> **ABOUT THIS TASK**
From the first line onward, reproduce the records exactly; the final line to include is the one holding "-13,8 +13,28 @@".

(SOURCE MATERIAL Opens)

PR #854, opened 2025-03-18
Add github actions workflow for mirroring images using regsync

adamkpickering:
Also:
- Add a workflow for running `golangci-lint` and `go test` on Go code during PR checks.
- Simplify user/password/registry settings in `config.yaml`.

Until we are more confident in these changes, regsync-based mirroring can only be triggered via a `workflow_dispatch` event.

### DIFF
--- a/.github/workflows/mirror-images-regsync.yml
+++ b/.github/workflows/mirror-images-regsync.yml
@@ -13,8 +13,28 @@ jobs:
       - name: Checkout
         uses: actions/checkout@v4
 
-      - name: Read Secrets
+      - name: Check for secrets being set by workflow_dispatch
+        id: check_manual_secrets
+        run: |
+          if [ -n "${{ secrets.DEBUG_DOCKER_USERNAME }}" ]; then
+            echo "manual_secrets=true" >> $GITHUB_OUTPUT
+          elif [ -n "${{ secrets.DEBUG_DOCKER_PASSWORD }}" ]; then
+            echo "manual_secrets=true" >> $GITHUB_OUTPUT
+          elif [ -n "${{ secrets.DEBUG_APPCO_USERNAME }}" ]; then
+            echo "manual_secrets=true" >> $GITHUB_OUTPUT
+          elif [ -n "${{ secrets.DEBUG_APPCO_PASSWORD }}" ]; then
+            echo "manual_secrets=true" >> $GITHUB_OUTPUT
+          elif [ -n "${{ secrets.DEBUG_PRIME_USERNAME }}" ]; then
+            echo "manual_secrets=true" >> $GITHUB_OUTPUT
+          elif [ -n "${{ secrets.DEBUG_PRIME_PASSWORD }}" ]; then
+            echo "manual_secrets=true" >> $GITHUB_OUTPUT
+          else
+            echo "manual_secrets=false" >> $GITHUB_OUTPUT
+          fi
+
+      - name: Read Secrets (only if not set in workflow_dispatch)
         uses: rancher-eio/read-vault-secrets@main
+        if: ${{ steps.check_manual_secrets.outputs.manual_secrets == 'true' }}
         with:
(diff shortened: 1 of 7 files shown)


diogoasouza (dismissed):
LGTM

.github/workflows/mirror-images-regsync.yml
```diff
@@ -0,0 +1,64 @@
...
+            echo "manual_secrets=true" >> $GITHUB_OUTPUT
+          elif [ -n "${{ secrets.DEBUG_APPCO_PASSWORD }}" ]; then
+            echo "manual_secrets=true" >> $GITHUB_OUTPUT
+          elif [ -n "${{ secrets.DEBUG_PRIME_USERNAME }}" ]; then
+            echo "manual_secrets=true" >> $GITHUB_OUTPUT
+          elif [ -n "${{ secrets.DEBUG_PRIME_PASSWORD }}" ]; then
+            echo "manual_secrets=true" >> $GITHUB_OUTPUT
+          else
+            echo "manual_secrets=false" >> $GITHUB_OUTPUT
+          fi
```
brandond, line 33: is this something that needs to be committed, or is this just for debugging in PR CI?

.github/workflows/mirror-images-regsync.yml
```diff
@@ -0,0 +1,64 @@
...
+        env:
+          # We use a ternary operator here. See
+          # https://docs.github.com/en/actions/writing-workflows/choosing-what-your-workflow-does/evaluate-expressions-in-workflows-and-actions#example
+          # for more details.
+          DOCKER_USERNAME: ${{ secrets.DEBUG_DOCKER_USERNAME && secrets.DEBUG_DOCKER_USERNAME || secrets.DOCKER_USERNAME }}
+          DOCKER_PASSWORD: ${{ secrets.DEBUG_DOCKER_PASSWORD && secrets.DEBUG_DOCKER_PASSWORD || secrets.DOCKER_PASSWORD }}
+          APPCO_USERNAME: ${{ secrets.DEBUG_APPCO_USERNAME && secrets.DEBUG_APPCO_USERNAME || secrets.APPCO_USERNAME }}
+          APPCO_PASSWORD: ${{ secrets.DEBUG_APPCO_PASSWORD && secrets.DEBUG_APPCO_PASSWORD || secrets.APPCO_PASSWORD }}
+          PRIME_USERNAME: ${{ secrets.DEBUG_PRIME_USERNAME && secrets.DEBUG_PRIME_USERNAME || secrets.PRIME_USERNAME }}
+          PRIME_PASSWORD: ${{ secrets.DEBUG_PRIME_PASSWORD && secrets.DEBUG_PRIME_PASSWORD || secrets.PRIME_PASSWORD }}
```
brandond, line 64: same question - what is the purposed of the DEBUG_ secrets?

.github/workflows/mirror-images-regsync.yml
adamkpickering: This is for developing the workflow. Specifically, its for setting the secrets when running the workflow in one's personal fork - there is no way to do this when fetching the secrets via the EIO action.

Do you not want it there? I suppose this can be added back if we need to develop further, but IMO it's nice to have for when things break in the future. Certainly not ideal, but then again, neither is github actions...

.github/workflows/mirror-images-regsync.yml
adamkpickering: Addressed in https://github.com/rancher/image-mirror/pull/854#discussion_r2017533560

.github/workflows/mirror-images-regsync.yml
brandond: I'm a little sketched out by having stuff that's not used by GHA, in the GHA config. Is there any reason you can't just set the non-DEBUG env vars when you're running the tests locally?

brandond (approved):

PR #875, opened 2025-04-16
Introduce code to automate migration of `images-list` and `images-list-daily`

adamkpickering:
This PR is the first step towards https://github.com/rancher/rancher/issues/49869. It automates the process of migrating lines from `images-list` and `images-list-daily` to `config.yaml`.

This was an old branch that I wrote a month or two ago. At that time, my intent was to migrate all of the images in one go. However, it has become clear that we need to take a more granular approach. I've added a couple of commits onto the branch in order to facilitate this; `bin/image-mirror-tools migrate-images-list` now requires the source and target image (as specified in `images-list`) to be passed as arguments. Sorry for the confusion this may create when reviewing this PR.

### DIFF
--- a/tools/main.go
+++ b/tools/main.go
@@ -34,6 +34,11 @@ func main() {
 		},
 		Commands: []*cli.Command{
 			{
+				Name:   "format",
+				Usage:  "Enforce formatting on certain files",
+				Action: formatFiles,
+			},
+			{
 				Name:   "generate-regsync",
 				Usage:  "Generate regsync.yaml",
 				Action: generateRegsyncYaml,
@@ -189,4 +194,15 @@ func convertImageListEntryToImage(imageListEntry legacy.ImagesListEntry) (*confi
 	image.SetTargetImageName(targetImageName)
 
 	return image, nil
+}
+
+func formatFiles(_ context.Context, _ *cli.Command) error {
+	configJson, err := config.Parse(configYamlPath)
+	if err != nil {
+		return fmt.Errorf("failed to parse config: %w", err)
+	}
+	if err := config.Write(configYamlPath, configJson); err != nil {
+		return fmt.Errorf("failed to write config: %w", err)
+	}
+	return nil
 }
--- a/tools/main.go
+++ b/tools/main.go
@@ -5,7 +5,6 @@ import (
 	"fmt"
 	"log"
 	"os"
-	"strings"
 
 	"github.com/rancher/image-mirror/pkg/config"
 	"github.com/rancher/image-mirror/pkg/regsync"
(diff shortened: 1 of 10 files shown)


tools/pkg/config/config.go
```diff
@@ -57,5 +61,37 @@ func Parse(fileName string) (Config, error) {
...
+	if len(parts) < 2 {
+		return fmt.Errorf("source image split into %d parts (>=2 parts expected)", len(parts))
+	}
+	repoName := parts[len(parts)-2]
+	imageName := parts[len(parts)-1]
+	image.defaultTargetImageName = "mirrored-" + repoName + "-" + imageName
+	return nil
+}
+
+func (image Image) TargetImageName() string {
```
diogoasouza, line 134: I think this should be `func (image *Image)` to not potentially cause confusion by mixing methods with pointer and value receivers

tools/main.go
```diff
@@ -100,3 +108,65 @@ func convertConfigImageToRegsyncImages(repo config.Repository, image *config.Ima
...
+		return fmt.Errorf("failed to parse %q: %w", imagesListPath, err)
+	}
+
+	configJson, err := legacy.ParseConfig(configJsonPath)
+	if err != nil {
+		return fmt.Errorf("failed to parse %q: %w", configJsonPath, err)
+	}
+
+	for _, legacyImage := range legacyImages {
+		// if image in config.json, skip
```
diogoasouza: Noob question, but why are we skipping here?

tools/main.go
```diff
@@ -100,3 +108,65 @@ func convertConfigImageToRegsyncImages(repo config.Repository, image *config.Ima
...
+	if err := config.Write(configYamlPath, configYaml); err != nil {
+		return fmt.Errorf("failed to write %s: %w", configYamlPath, err)
+	}
+
+	return nil
+}
+
+func convertImageListEntryToImage(imageListEntry legacy.ImagesListEntry) (*config.Image, error) {
+	parts := strings.Split(imageListEntry.Target, "/")
+	if len(parts) < 2 {
```
diogoasouza, line 185: `if len(parts) != 2`

tools/pkg/config/config.go
```diff
@@ -14,6 +14,7 @@ type Config struct {
 	Repositories []Repository
 }
 
+// Image should not be instantiated directly. Instead, use NewImage().
```
diogoasouza, line 17: Shouldn't it be private in this case? I.e. `image` instead of `Image`?

tools/main.go
```diff
@@ -110,33 +119,39 @@ func convertConfigImageToRegsyncImages(repo config.Repository, image *config.Ima
...
 
+	if configJson.Contains(sourceImage) {
+		log.Printf("warning: %s refers to image with source %q", configJsonPath, sourceImage)
+	}
+
+	legacyImagesToKeep := make([]legacy.ImagesListEntry, 0, len(legacyImages))
 	for _, legacyImage := range legacyImages {
-		// if image in config.json, skip
-		if configJson.Contains(legacyImage.Source) {
+		if legacyImage.Source != sourceImage || legacyImage.Target != targetImage {
```
diogoasouza, line 158: I think this would be clearer without the negatives
```
if legacyImage.Source == sourceImage && legacyImage.Target == targetImage {
  newImage, err := convertImageListEntryToImage(legacyImage)
  if err != nil {
    return fmt.Errorf("failed to convert %q: %w", legacyImage, err)
  }
  accumulator.AddImage(newImage)
} else {
  legacyImagesToKeep = append(legacyImagesToKeep, legacyImage)
  continue
}
```

tools/main.go
```diff
@@ -110,33 +119,39 @@ func convertConfigImageToRegsyncImages(repo config.Repository, image *config.Ima
...
+		return fmt.Errorf("failed to parse images list: %w", err)
 	}
 
 	configJson, err := legacy.ParseConfig(configJsonPath)
 	if err != nil {
 		return fmt.Errorf("failed to parse %q: %w", configJsonPath, err)
 	}
 
+	if configJson.Contains(sourceImage) {
+		log.Printf("warning: %s refers to image with source %q", configJsonPath, sourceImage)
```
diogoasouza, line 153: `log.Printf("warning: %s refers to image with source %q \n", configJsonPath, sourceImage)`

tools/pkg/config/config.go
adamkpickering: This always trips me up. https://go.dev/doc/faq#methods_on_values_or_pointers says:

> Next is consistency. If some of the methods of the type must have pointer receivers, the rest should too, so the method set is consistent regardless of how the type is used.

Which is good enough for me :+1:

tools/pkg/config/config.go
adamkpickering: I don't think so - we need to be able to pass `Image`s to functions, and return them from functions (for example, `convertImageListEntryToImage()`), which requires that the type is public.

tools/main.go
adamkpickering: The newline isn't necessary when using `log.Printf()` - the logging package ensures every log statement is on a separate line. See https://go.dev/play/p/T8tbtUuB7Tb

adamkpickering: Actually, I'm simply going to stop using the `log` package.

diogoasouza (approved):

PR #889, opened 2025-04-24
Get secrets from `env` context, not `secrets` context

adamkpickering:
Looking at https://github.com/rancher-eio/read-vault-secrets, it looks like the secrets go into the `env` context, not the `secrets` context. This PR fixes this for the regsync image mirroring workflow.

### DIFF
--- a/.github/workflows/mirror-images-regsync.yml
+++ b/.github/workflows/mirror-images-regsync.yml
@@ -13,7 +13,7 @@ jobs:
       - name: Checkout
         uses: actions/checkout@11bd71901bbe5b1630ceea73d27597364c9af683 # v4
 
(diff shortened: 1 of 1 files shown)


.github/workflows/mirror-images-regsync.yml
```diff
@@ -34,9 +34,9 @@ jobs:
           export PATH=$PATH:$(pwd)
           time regsync once --missing --config regsync.yaml
         env:
```
mallardduck, line 36: Technically I think you can remove all these...since it's already in the global env after the EIO read step. This doesn't break anything but is likely redundant unless renaming ENVs for this particular step.

mallardduck (approved):

PR #2031, opened 2026-02-25
fix(tmux): prevent auto-respawn hook from racing with daemon and leaking output

l0g1x:
## Summary

Fixes three bugs in `SetAutoRespawnHook` that caused the hook's error messages to take over unrelated tmux sessions:

- **Race with daemon**: Hook fires on pane death, sleeps 3s, then blindly runs `respawn-pane -k`. During the 3s window, the daemon's heartbeat can restart the session. The hook then kills the daemon's fresh agent. Fix: check `#{pane_dead}` before respawning (using `##` escape so tmux evaluates the format at query time, not hook fire time).
- **Output leak**: `run-shell` without `-b` displays errors on the attached client's active pane. Fix: use `run-shell -b` for background execution.
- **Missing socket flag**: Hook's embedded tmux commands used bare `tmux`, targeting the default server instead of the town socket. Fix: include `-L` flag when configured.
- **No error suppression**: Append `|| true` to always exit 0.

## Key Discovery

tmux's `run-shell` expands format variables (`#{pane_dead}`) at hook fire time, before the shell even runs. The 3-second `sleep` in the shell command runs AFTER expansion. So `#{pane_dead}` is always `1` (dead at hook time). Using `##{pane_dead}` escapes the first expansion — tmux converts `##` to `#`, and the nested `tmux list-panes -F '#{pane_dead}'` query evaluates the format at runtime, giving the current pane state.

## Testing

7 tests added in `internal/tmux/respawn_hook_test.go`:

| Test | What it proves |
|------|---------------|
| `TestAutoRespawnHook_RespawnWorks` | E2E: hook respawns dead pane on isolated socket |
| `TestAutoRespawnHook_SocketFlagInHookCmd` | E2E: hook works with socket isolation |
| `TestAutoRespawnHook_SkipsAlreadyAlive` | E2E: hook does NOT kill daemon-respawned pane (race test) |
| `TestAutoRespawnHook_SilentOnSessionKilled` | E2E: no error output when session was killed |
| `TestAutoRespawnHookCmd_Format` (x3) | Unit: `-b` flag, `pane_dead` guard, `|| true` present |

The race test (`SkipsAlreadyAlive`) directly reproduces the reported issue: PID changes when the hook fires after daemon restart (before fix), PID stays stable (after fix).

### DIFF
--- a/internal/tmux/respawn_hook_test.go
+++ b/internal/tmux/respawn_hook_test.go
@@ -2,7 +2,9 @@ package tmux
 
 import (
 	"fmt"
+	"os"
 	"os/exec"
+	"path/filepath"
 	"strings"
 	"testing"
 	"time"
@@ -16,6 +18,9 @@ func testSocket(t *testing.T) string {
 	t.Cleanup(func() {
 		// Kill the entire tmux server on this socket
 		_ = exec.Command("tmux", "-L", socket, "kill-server").Run()
+		// Remove the socket file — tmux kill-server leaves it behind
+		socketPath := filepath.Join(fmt.Sprintf("/tmp/tmux-%d", os.Getuid()), socket)
+		_ = os.Remove(socketPath)
 	})
 	return socket
 }


l0g1x:

PR #2037, opened 2026-02-25
fix(tmux): cross-socket agent menu and keybindings

l0g1x:
## Summary

- **Menu actions**: `buildMenuAction()` generates cross-socket-aware tmux commands — tries `switch-client` first (instant, same socket), falls back to `detach-client -E "tmux -L <socket> attach"` (cross-socket)
- **Binding propagation**: `gt up` calls `EnsureBindingsOnSocket("default")` so `prefix+g` and `prefix+a` work when the user is attached to the default tmux server
- **Guard removal**: When no pre-existing user binding exists on the target socket, skips the `if-shell` session-name guard (on the default socket, no sessions match GT prefixes, so the guard prevented the menu from ever appearing)

## Context

After the socket migration (PR #2034), agent sessions live on `-L gt` while user terminals are on the `default` socket. This broke `prefix+g` (agent switcher) because:

1. The menu action used `switch-client -t 'session'` which only works within the same tmux server
2. The keybinding was only set on the gt socket (via `gt prime`), not on the default socket
3. Even if set on the default socket, the `if-shell` guard checked `#{session_name}` against GT prefixes — no sessions on `default` matched

## Test Plan

- `TestBuildMenuAction_CrossSocket` — verifies action format with/without socket
- `TestEnsureBindingsOnSocket` — binding set without guard when no user binding
- `TestEnsureBindingsOnSocket_PreservesUserBinding` — if-shell guard wraps user's custom binding
- All 41 existing agents tests pass

### DIFF
--- a/internal/cmd/agents.go
+++ b/internal/cmd/agents.go
@@ -28,6 +28,7 @@ const (
 	AgentRefinery
 	AgentCrew
 	AgentPolecat
+	AgentPersonal // Non-GT session (user's terminal session)
 )
 
 // AgentSession represents a categorized tmux session.
@@ -36,6 +37,7 @@ type AgentSession struct {
 	Type      AgentType
 	Rig       string // For rig-specific agents
 	AgentName string // e.g., crew name, polecat name
+	Socket    string // tmux socket name this session lives on
 }
 
 // AgentTypeColors maps agent types to tmux color codes.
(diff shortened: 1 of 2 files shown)


l0g1x:
Superseded by #2040 which consolidates this PR with #2034 into a single tmux socket migration PR.

PR #2040, opened 2026-02-25
fix(tmux): socket migration — derive socket from town name + cross-socket agent menu

l0g1x:
## Summary

Consolidates #2034 and #2037 into a single PR — they are two halves of the same tmux socket migration change.

**Problem**: `InitRegistry()` parsed `$TMUX` to set the default socket. When `gt up` ran from a terminal on the default tmux server, all sessions landed on socket `"default"` instead of a dedicated town socket. After fixing that, the agent switcher menu (`prefix+g`) couldn't switch across tmux servers, and keybindings were missing from the user's default socket.

**Fix** (2 commits):

### Commit 1: Derive socket from town name
- Replace `$TMUX` parsing with `sanitizeTownName(filepath.Base(townRoot))` so `/home/user/gt` → socket `"gt"`
- `sanitizeTownName` already existed with tests but was never wired into `InitRegistry()`
- All callers (CLI, daemon, agents) now target the same dedicated tmux server regardless of launch context

### Commit 2: Cross-socket agent menu and bindings
- `buildMenuAction`: try `switch-client` first (instant, same socket), fall back to `detach-client -E "tmux -L <socket> attach -t <session>"` for cross-socket switches
- `getAllSocketSessions`: list sessions from all known sockets (town + default), grouped by socket with non-selectable headers
- Socket groups shown with descriptive headers (e.g. "hq" for town socket), personal sessions in magenta
- `--` flag terminator before menu items so dash-prefixed session names aren't parsed as tmux flags
- Divider lines only between socket groups, not between rig sub-headers
- `EnsureBindingsOnSocket`: set `prefix+g` and `prefix+a` on a specified socket; called from `gt up` to ensure bindings exist on `"default"` socket
- Skip `if-shell` guard when no user binding to preserve

## Testing

- `TestInitRegistry_SocketFromTownName` (5 cases)
- `TestSanitizeTownName` (10 cases)
- `TestDisplayLabel_PersonalSession`
- `TestBuildMenuAction_PerSessionSocket`
- `TestBuildMenuAction_CrossSocket` (2 cases)
- `TestEnsureBindingsOnSocket`
- `TestEnsureBindingsOnSocket_PreservesUserBinding`

All tests pass. `go vet` and `golangci-lint` clean.

Supersedes #2034 and #2037.

### DIFF
--- a/internal/cmd/agents.go
+++ b/internal/cmd/agents.go
@@ -28,6 +28,7 @@ const (
 	AgentRefinery
 	AgentCrew
 	AgentPolecat
+	AgentPersonal // Non-GT session (user's terminal session)
 )
 
 // AgentSession represents a categorized tmux session.
@@ -36,6 +37,7 @@ type AgentSession struct {
 	Type      AgentType
 	Rig       string // For rig-specific agents
 	AgentName string // e.g., crew name, polecat name
+	Socket    string // tmux socket name this session lives on
 }
 
 // AgentTypeColors maps agent types to tmux color codes.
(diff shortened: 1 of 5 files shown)


l0g1x:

(SOURCE MATERIAL Closes)

> **COMPLETED EXERCISE**
PR #854, opened 2025-03-18
Add github actions workflow for mirroring images using regsync

adamkpickering:
Also:
- Add a workflow for running `golangci-lint` and `go test` on Go code during PR checks.
- Simplify user/password/registry settings in `config.yaml`.

Until we are more confident in these changes, regsync-based mirroring can only be triggered via a `workflow_dispatch` event.

### DIFF
--- a/.github/workflows/mirror-images-regsync.yml
+++ b/.github/workflows/mirror-images-regsync.yml
@@ -13,8 +13,28 @@ jobs:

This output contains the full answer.